» **Saved entries**

PR #116, opened 2024-06-10
Set up Pull Request Template

internette:


.github/pull_request_template.md
```diff
@@ -0,0 +1,12 @@
+### Summary/Acceptance Criteria
+*Description of what this PR accomplishes*
+
+### Screenshots
+*If applicable*
+
+## Confirm
+- [ ] This PR has unit tests scenarios.
+- [ ] This PR is correctly linked to the relevant issue or milestone.
+- [ ] This PR has been locally QA'd.
```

» **INSTRUCTIONS TO FOLLOW**
Repeat each entry above, matching every line exactly.

» **PROBLEM SOLUTION**
PR #116, opened 2024-06-10
Set up Pull Request Template

internette:


.github/pull_request_template.md
```diff
@@ -0,0 +1,12 @@
+### Summary/Acceptance Criteria
+*Description of what this PR accomplishes*
+
+### Screenshots
+*If applicable*
+
+## Confirm
+- [ ] This PR has unit tests scenarios.
+- [ ] This PR is correctly linked to the relevant issue or milestone.
+- [ ] This PR has been locally QA'd.
```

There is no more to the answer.